◆ **EXERCISE DETAILS**: Take the lines below between the one holding "33127 - Block" and the one holding "kialj876: Can you", inclusive, and copy them exactly. Add nothing.
Segment Start: RAW DATA
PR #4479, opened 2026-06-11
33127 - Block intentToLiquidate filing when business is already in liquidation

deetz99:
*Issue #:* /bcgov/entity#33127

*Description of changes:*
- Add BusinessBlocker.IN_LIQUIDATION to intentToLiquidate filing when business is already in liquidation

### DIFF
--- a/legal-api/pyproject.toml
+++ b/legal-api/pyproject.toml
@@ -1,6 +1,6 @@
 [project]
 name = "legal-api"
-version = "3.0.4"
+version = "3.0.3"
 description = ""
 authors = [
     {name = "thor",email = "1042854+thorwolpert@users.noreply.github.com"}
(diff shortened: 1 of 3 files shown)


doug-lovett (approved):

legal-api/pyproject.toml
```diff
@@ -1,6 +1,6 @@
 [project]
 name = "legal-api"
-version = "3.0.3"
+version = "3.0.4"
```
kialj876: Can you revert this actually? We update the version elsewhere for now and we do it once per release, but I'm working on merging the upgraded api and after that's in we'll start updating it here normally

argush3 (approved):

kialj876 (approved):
Segment End: RAW DATA
◆ **WRITTEN ANSWER**:
33127 - Block intentToLiquidate filing when business is already in liquidation

deetz99:
*Issue #:* /bcgov/entity#33127

*Description of changes:*
- Add BusinessBlocker.IN_LIQUIDATION to intentToLiquidate filing when business is already in liquidation

### DIFF
--- a/legal-api/pyproject.toml
+++ b/legal-api/pyproject.toml
@@ -1,6 +1,6 @@
 [project]
 name = "legal-api"
-version = "3.0.4"
+version = "3.0.3"
 description = ""
 authors = [
     {name = "thor",email = "1042854+thorwolpert@users.noreply.github.com"}
(diff shortened: 1 of 3 files shown)


doug-lovett (approved):

legal-api/pyproject.toml
```diff
@@ -1,6 +1,6 @@
 [project]
 name = "legal-api"
-version = "3.0.3"
+version = "3.0.4"
```
kialj876: Can you revert this actually? We update the version elsewhere for now and we do it once per release, but I'm working on merging the upgraded api and after that's in we'll start updating it here normally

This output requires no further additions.